* _ACTION ITEM_: Copy out again, unchanged, the listing below from the line that has "Support custom enum metaclasses" through the line that has "I put together".

* _RECORDS SUPPLIED_:
☆ ☆ ☆
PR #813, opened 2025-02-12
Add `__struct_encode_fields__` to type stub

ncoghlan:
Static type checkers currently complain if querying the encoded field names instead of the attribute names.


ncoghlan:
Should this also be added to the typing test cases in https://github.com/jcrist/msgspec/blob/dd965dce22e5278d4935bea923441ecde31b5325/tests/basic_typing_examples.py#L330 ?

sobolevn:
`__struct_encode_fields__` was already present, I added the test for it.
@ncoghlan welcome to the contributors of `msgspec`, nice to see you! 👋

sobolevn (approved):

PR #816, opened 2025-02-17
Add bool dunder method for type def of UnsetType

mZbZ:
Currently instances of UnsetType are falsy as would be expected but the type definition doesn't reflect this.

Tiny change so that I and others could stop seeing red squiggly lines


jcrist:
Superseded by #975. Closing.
☆ ☆ ☆
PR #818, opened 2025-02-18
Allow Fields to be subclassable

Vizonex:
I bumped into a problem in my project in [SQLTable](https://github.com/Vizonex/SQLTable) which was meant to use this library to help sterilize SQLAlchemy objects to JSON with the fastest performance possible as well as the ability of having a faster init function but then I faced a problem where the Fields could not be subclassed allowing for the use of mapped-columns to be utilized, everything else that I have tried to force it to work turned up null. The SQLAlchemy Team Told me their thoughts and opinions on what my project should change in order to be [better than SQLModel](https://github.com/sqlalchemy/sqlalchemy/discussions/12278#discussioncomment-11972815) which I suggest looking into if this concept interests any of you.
☆ ☆ ☆
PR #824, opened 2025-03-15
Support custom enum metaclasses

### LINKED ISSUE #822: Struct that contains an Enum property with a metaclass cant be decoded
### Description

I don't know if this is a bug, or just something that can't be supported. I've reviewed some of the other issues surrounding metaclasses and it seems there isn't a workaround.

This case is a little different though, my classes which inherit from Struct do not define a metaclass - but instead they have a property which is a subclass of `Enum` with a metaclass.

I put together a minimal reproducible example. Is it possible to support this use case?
☆ ☆ ☆
* _EXERCISE RESPONSE_:
Support custom enum metaclasses

### LINKED ISSUE #822: Struct that contains an Enum property with a metaclass cant be decoded
### Description

I don't know if this is a bug, or just something that can't be supported. I've reviewed some of the other issues surrounding metaclasses and it seems there isn't a workaround.

This case is a little different though, my classes which inherit from Struct do not define a metaclass - but instead they have a property which is a subclass of `Enum` with a metaclass.

I put together a minimal reproducible example. Is it possible to support this use case?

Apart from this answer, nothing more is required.